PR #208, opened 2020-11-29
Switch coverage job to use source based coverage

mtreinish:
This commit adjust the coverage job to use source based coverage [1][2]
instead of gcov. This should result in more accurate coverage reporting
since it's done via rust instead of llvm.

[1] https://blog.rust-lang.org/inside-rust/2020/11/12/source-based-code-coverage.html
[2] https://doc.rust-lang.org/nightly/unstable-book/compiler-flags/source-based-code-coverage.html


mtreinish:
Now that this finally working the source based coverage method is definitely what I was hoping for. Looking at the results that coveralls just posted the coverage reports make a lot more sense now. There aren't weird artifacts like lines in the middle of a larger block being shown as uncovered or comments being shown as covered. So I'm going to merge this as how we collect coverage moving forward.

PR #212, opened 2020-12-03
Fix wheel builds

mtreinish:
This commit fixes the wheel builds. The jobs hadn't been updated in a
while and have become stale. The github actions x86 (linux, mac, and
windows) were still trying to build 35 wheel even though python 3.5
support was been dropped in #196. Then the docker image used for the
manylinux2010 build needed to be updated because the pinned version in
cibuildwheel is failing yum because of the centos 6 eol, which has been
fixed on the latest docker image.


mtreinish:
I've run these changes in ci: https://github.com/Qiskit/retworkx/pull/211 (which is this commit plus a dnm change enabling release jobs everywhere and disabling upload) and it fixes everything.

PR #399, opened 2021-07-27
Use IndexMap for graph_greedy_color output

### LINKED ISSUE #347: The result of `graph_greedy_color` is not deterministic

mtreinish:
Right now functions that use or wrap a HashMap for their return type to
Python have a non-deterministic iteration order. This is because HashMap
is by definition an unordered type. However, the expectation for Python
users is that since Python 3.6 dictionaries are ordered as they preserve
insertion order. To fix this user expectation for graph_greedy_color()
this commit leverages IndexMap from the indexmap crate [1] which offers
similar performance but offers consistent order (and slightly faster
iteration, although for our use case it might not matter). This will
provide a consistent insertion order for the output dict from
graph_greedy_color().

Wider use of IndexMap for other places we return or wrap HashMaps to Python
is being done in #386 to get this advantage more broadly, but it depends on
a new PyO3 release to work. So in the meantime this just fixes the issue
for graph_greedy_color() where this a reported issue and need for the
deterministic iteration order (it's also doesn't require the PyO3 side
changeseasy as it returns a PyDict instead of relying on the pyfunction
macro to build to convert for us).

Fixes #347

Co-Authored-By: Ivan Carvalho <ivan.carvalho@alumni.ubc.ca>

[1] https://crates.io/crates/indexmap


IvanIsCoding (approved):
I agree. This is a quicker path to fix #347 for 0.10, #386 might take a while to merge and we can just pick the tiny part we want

··········

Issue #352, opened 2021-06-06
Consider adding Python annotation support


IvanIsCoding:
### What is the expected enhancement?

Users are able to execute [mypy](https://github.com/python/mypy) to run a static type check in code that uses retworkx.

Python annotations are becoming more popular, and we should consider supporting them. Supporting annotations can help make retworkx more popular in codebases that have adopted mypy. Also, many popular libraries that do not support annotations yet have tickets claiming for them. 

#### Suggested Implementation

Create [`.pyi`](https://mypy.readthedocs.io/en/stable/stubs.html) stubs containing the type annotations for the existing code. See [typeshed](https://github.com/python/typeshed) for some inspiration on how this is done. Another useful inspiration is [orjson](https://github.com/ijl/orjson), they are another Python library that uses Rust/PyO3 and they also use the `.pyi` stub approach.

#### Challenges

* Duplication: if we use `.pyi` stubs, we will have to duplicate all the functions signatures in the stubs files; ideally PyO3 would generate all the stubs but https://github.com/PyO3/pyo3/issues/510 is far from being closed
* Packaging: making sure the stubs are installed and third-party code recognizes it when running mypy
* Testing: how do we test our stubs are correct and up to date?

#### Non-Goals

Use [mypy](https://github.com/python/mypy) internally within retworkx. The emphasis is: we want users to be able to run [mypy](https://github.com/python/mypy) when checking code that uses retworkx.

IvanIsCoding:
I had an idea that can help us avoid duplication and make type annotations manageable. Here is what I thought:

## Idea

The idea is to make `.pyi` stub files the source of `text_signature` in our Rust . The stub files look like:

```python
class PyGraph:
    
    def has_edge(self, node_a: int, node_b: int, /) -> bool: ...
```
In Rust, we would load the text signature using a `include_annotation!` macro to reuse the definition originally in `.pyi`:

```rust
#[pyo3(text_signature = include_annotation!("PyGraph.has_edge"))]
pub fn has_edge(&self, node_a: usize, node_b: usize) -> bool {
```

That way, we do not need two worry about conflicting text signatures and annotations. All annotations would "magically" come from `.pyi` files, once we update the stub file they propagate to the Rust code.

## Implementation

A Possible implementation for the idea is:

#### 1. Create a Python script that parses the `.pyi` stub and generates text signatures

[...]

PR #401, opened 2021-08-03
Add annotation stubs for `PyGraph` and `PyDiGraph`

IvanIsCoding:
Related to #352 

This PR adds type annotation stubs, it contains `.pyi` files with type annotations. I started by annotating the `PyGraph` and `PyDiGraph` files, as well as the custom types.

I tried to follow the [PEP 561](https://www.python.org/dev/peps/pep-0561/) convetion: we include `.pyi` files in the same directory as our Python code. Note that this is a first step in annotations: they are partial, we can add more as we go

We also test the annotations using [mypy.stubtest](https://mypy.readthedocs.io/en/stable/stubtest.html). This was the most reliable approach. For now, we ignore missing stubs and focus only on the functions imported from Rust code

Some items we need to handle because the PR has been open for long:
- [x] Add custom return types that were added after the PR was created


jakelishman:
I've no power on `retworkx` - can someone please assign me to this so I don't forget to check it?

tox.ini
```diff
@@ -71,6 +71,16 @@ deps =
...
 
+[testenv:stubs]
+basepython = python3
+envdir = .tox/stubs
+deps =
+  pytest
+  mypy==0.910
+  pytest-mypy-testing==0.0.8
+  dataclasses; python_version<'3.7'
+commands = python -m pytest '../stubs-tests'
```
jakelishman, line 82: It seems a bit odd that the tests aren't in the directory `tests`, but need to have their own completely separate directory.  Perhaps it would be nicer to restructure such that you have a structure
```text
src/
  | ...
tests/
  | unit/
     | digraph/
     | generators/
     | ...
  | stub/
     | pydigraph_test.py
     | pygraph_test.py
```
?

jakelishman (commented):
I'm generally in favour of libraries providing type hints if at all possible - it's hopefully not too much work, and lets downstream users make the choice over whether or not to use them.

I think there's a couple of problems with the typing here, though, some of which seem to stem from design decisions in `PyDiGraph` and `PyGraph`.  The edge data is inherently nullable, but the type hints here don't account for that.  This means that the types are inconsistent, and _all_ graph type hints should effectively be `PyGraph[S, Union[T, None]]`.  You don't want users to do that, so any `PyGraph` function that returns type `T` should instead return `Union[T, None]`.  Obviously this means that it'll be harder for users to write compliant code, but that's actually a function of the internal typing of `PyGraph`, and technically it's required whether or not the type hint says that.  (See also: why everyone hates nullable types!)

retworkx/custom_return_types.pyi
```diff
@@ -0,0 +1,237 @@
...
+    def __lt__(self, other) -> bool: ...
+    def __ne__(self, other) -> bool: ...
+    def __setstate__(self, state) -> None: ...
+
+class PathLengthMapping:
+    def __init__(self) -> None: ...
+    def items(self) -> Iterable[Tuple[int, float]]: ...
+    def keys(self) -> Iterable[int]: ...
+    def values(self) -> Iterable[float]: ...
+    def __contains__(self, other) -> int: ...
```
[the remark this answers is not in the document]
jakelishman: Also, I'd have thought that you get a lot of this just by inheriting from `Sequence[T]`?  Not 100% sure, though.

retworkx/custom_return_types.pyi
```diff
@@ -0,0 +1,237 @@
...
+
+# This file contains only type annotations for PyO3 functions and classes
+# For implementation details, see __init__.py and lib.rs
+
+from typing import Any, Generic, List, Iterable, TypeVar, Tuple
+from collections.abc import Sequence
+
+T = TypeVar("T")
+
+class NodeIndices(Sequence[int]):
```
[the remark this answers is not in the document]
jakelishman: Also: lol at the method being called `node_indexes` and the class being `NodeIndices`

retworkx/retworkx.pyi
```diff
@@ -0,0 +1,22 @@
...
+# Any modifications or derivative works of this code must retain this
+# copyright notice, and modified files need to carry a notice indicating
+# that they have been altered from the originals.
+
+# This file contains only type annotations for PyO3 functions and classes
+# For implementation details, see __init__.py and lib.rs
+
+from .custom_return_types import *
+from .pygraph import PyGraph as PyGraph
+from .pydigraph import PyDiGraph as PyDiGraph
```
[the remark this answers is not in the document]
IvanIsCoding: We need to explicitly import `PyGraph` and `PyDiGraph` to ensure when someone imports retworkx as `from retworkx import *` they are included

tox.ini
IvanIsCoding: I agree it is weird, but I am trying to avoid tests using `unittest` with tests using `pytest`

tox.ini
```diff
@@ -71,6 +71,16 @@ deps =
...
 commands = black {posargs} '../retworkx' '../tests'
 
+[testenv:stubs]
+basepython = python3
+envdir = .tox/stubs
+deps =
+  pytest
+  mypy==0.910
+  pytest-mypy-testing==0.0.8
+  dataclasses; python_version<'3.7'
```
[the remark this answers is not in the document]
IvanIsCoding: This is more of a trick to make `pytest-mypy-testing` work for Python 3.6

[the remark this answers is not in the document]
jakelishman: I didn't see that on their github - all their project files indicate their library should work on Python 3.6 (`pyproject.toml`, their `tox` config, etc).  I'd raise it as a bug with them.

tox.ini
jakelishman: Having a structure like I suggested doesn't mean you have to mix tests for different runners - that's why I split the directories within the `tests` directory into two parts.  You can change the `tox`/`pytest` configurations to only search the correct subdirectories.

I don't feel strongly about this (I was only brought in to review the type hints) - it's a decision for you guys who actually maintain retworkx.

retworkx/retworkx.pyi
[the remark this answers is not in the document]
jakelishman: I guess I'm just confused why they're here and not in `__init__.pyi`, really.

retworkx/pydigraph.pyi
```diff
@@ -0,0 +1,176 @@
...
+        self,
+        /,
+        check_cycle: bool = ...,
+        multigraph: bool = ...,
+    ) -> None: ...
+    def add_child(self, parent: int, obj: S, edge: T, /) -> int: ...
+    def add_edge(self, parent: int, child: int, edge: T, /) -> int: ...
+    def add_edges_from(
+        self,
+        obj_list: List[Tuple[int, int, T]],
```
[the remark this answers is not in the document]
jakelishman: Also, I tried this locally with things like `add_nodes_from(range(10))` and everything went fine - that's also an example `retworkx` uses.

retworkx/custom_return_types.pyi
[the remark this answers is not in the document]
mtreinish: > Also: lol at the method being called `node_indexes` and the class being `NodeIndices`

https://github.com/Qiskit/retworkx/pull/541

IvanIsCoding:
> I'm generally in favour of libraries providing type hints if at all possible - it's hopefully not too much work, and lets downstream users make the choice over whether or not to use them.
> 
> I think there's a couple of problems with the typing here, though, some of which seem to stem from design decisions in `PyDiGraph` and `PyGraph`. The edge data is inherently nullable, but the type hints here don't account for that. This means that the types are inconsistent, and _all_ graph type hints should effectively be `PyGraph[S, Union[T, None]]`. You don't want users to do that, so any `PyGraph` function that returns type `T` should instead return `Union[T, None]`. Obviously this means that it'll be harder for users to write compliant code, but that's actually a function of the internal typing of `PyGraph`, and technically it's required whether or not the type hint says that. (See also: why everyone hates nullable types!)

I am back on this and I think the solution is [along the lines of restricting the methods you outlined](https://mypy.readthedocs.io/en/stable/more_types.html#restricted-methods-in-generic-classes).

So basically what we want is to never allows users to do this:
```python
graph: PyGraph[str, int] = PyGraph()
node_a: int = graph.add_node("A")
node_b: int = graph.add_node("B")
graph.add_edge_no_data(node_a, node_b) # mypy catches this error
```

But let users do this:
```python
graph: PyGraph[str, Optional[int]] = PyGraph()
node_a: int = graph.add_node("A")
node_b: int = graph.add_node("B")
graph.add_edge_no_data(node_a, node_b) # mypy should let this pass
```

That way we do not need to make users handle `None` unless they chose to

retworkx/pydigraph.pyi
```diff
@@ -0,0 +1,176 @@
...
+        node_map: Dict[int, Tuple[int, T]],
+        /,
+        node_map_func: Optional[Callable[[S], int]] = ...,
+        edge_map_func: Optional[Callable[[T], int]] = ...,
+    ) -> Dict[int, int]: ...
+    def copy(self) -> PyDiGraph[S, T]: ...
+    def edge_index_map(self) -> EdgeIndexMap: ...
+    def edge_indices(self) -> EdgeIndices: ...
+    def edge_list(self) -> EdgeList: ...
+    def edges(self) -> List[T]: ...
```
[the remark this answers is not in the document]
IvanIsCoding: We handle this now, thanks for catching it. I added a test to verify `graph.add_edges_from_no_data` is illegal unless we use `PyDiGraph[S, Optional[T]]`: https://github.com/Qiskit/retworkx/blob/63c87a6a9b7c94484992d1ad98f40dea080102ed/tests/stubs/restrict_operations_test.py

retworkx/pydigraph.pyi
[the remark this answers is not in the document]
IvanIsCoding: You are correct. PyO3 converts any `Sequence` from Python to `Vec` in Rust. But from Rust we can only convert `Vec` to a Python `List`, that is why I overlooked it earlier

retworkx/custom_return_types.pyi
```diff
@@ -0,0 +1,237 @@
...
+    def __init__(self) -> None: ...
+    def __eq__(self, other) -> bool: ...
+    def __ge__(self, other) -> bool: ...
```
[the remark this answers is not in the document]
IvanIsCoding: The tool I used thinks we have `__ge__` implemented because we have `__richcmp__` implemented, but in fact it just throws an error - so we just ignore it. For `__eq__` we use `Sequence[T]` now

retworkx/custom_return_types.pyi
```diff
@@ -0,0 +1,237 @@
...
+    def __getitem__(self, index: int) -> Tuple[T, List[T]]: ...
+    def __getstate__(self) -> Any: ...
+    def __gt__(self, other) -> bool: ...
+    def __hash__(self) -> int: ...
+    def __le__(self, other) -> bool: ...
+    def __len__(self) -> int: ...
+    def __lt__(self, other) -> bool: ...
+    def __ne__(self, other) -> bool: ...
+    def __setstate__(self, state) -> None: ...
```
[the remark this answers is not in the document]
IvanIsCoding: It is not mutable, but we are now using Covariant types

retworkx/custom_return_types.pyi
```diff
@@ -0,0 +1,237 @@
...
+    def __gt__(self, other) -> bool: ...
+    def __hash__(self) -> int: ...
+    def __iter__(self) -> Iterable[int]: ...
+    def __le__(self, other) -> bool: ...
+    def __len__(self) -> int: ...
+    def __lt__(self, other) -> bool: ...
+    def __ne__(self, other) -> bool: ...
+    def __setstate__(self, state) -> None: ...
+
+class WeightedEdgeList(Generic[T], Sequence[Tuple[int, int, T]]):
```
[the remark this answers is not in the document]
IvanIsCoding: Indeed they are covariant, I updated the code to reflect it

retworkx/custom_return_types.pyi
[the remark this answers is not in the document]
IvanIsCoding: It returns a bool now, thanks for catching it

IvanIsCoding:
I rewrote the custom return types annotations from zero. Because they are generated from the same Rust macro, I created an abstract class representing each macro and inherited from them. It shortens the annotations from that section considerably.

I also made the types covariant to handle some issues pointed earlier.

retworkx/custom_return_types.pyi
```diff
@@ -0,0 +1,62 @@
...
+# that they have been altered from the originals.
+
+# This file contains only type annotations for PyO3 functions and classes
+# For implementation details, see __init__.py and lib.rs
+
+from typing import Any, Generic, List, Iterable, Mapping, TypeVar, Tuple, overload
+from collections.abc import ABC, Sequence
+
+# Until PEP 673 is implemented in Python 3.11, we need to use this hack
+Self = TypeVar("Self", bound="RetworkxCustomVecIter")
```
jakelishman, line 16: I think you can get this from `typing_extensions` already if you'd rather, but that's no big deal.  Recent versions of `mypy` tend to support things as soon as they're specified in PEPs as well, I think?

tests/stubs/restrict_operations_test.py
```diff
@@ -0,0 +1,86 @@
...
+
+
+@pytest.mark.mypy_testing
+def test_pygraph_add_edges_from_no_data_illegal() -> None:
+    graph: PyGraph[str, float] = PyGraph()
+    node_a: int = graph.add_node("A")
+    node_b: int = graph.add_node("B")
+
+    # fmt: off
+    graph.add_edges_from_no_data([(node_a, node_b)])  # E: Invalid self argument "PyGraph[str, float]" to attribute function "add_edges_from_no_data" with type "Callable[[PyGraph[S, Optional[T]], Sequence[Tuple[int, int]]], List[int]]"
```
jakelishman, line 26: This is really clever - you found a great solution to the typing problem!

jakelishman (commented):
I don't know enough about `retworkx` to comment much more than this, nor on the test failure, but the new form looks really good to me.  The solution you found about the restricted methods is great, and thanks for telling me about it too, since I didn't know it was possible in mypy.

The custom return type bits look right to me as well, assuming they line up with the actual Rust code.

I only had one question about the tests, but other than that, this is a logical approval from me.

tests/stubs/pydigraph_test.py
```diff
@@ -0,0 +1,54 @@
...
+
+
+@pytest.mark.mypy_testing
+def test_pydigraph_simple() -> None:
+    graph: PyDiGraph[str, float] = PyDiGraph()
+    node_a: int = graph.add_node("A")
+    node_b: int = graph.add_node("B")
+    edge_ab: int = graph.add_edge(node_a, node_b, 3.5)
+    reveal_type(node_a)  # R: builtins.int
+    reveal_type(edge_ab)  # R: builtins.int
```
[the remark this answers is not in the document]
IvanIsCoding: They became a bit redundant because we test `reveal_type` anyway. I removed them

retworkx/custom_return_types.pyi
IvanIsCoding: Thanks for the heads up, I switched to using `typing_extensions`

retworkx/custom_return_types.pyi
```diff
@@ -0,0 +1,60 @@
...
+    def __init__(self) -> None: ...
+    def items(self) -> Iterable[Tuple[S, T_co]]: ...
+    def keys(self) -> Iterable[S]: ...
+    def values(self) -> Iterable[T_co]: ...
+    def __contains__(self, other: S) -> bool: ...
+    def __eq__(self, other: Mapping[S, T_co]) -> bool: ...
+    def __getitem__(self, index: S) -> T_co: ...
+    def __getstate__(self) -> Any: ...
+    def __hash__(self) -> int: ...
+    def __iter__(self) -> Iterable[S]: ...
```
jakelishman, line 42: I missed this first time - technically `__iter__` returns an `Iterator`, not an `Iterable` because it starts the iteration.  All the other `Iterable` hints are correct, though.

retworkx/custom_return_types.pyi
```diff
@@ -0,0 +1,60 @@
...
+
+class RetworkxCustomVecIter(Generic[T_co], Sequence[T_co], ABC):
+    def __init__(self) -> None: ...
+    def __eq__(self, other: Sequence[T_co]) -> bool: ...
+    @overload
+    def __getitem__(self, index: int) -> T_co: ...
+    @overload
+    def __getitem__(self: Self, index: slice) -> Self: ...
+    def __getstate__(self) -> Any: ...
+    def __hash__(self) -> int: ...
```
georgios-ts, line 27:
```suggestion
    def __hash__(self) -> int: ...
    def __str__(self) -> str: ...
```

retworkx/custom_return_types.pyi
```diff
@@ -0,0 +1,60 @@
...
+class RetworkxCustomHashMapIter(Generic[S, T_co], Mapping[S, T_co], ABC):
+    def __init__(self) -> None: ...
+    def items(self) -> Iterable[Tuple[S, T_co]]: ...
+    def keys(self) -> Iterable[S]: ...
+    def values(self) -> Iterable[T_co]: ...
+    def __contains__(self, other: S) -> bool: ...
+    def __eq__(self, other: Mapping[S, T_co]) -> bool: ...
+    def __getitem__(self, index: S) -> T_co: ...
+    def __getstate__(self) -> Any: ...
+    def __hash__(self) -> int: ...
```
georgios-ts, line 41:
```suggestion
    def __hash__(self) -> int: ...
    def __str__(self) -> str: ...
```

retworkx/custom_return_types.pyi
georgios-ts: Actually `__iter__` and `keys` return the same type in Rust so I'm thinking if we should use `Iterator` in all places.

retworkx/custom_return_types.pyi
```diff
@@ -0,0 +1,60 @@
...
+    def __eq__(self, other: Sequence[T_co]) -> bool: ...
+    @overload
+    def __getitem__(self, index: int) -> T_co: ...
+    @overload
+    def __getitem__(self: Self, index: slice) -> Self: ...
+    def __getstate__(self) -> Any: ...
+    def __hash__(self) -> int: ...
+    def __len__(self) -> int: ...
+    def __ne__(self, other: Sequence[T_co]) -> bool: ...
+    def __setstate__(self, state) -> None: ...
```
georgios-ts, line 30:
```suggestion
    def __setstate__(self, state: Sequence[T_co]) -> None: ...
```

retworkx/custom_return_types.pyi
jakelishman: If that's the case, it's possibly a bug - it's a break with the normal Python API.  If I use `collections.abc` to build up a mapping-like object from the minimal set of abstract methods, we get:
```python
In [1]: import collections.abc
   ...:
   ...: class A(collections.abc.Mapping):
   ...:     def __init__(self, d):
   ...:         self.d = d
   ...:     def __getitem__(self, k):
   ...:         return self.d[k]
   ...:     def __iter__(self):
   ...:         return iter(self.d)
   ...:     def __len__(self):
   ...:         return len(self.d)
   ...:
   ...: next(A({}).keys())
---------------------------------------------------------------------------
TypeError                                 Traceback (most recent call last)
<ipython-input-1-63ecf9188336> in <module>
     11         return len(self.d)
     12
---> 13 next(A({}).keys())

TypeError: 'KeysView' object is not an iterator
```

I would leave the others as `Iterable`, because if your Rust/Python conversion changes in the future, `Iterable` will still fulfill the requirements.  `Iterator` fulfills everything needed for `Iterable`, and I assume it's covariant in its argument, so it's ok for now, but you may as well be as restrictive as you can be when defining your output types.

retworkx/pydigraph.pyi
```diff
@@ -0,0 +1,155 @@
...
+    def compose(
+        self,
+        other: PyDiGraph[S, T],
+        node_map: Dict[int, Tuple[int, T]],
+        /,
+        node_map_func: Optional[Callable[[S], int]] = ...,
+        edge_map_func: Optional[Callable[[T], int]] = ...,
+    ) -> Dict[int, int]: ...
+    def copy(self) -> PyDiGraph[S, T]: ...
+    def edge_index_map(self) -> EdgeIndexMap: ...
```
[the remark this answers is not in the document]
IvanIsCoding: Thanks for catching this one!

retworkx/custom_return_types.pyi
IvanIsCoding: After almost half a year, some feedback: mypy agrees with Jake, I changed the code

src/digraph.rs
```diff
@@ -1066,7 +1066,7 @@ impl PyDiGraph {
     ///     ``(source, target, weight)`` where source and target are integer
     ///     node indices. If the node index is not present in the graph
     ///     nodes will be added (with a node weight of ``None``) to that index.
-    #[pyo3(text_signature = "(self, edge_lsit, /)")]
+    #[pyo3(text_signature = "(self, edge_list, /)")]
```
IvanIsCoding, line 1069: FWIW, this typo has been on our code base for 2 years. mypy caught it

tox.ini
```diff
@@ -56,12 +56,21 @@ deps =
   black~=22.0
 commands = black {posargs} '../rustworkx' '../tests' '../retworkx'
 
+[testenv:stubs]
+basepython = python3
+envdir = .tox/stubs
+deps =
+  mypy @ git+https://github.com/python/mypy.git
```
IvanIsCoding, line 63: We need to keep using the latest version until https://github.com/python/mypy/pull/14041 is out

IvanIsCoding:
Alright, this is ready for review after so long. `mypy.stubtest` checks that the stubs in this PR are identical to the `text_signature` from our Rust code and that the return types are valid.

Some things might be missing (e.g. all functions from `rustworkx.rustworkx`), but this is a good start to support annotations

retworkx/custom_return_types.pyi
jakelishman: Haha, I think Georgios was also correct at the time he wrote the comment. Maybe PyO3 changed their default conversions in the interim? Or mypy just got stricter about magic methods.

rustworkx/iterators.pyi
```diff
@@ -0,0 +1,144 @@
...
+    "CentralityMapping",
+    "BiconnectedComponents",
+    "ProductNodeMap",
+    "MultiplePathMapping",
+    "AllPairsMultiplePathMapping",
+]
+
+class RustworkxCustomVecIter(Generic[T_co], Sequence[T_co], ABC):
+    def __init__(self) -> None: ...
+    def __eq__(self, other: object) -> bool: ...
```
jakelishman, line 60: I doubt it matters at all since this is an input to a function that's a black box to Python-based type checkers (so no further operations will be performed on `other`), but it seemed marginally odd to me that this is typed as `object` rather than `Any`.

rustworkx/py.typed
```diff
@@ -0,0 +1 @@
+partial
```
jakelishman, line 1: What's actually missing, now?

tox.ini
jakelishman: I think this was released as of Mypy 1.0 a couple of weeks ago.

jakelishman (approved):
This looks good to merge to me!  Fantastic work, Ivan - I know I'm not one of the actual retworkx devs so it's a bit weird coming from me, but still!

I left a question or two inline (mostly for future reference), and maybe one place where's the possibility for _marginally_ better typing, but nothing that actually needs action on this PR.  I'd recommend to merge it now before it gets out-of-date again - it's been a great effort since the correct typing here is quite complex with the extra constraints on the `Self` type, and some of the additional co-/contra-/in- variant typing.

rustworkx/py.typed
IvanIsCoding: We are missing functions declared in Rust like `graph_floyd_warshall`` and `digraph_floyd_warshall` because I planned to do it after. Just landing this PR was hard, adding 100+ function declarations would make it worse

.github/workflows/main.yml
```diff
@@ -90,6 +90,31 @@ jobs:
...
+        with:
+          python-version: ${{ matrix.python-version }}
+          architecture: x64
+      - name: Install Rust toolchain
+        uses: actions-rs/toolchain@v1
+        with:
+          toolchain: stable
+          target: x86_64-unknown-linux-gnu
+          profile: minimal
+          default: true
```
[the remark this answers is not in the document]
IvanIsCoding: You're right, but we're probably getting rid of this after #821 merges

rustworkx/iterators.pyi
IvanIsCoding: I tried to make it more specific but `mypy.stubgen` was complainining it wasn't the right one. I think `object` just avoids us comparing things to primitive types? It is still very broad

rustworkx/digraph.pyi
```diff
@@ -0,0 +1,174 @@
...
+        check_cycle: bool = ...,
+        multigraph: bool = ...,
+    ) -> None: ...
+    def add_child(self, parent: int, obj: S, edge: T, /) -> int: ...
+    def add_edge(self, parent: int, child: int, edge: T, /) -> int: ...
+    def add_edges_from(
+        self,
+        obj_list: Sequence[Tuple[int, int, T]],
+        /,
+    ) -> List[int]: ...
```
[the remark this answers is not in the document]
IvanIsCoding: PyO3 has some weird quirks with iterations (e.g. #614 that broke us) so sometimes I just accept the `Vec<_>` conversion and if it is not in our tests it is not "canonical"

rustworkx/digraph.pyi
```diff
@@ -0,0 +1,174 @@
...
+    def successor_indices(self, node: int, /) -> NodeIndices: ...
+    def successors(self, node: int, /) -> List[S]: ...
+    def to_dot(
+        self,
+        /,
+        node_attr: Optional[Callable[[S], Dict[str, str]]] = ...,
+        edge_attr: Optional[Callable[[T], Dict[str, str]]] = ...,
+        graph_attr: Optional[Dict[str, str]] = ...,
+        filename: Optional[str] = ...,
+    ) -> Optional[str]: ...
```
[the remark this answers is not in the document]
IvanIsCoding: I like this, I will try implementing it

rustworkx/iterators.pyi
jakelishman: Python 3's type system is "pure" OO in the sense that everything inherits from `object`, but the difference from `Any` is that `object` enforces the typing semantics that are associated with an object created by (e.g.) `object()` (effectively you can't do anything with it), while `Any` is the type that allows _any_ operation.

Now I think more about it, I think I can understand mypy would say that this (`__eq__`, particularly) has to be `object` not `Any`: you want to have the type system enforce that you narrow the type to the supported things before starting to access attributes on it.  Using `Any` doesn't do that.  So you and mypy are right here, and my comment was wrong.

··········

Go through the entries above and copy every line containing "input".

— Solution to the exercise —
<ipython-input-1-63ecf9188336> in <module>
jakelishman, line 60: I doubt it matters at all since this is an input to a function that's a black box to Python-based type checkers (so no further operations will be performed on `other`), but it seemed marginally odd to me that this is typed as `object` rather than `Any`.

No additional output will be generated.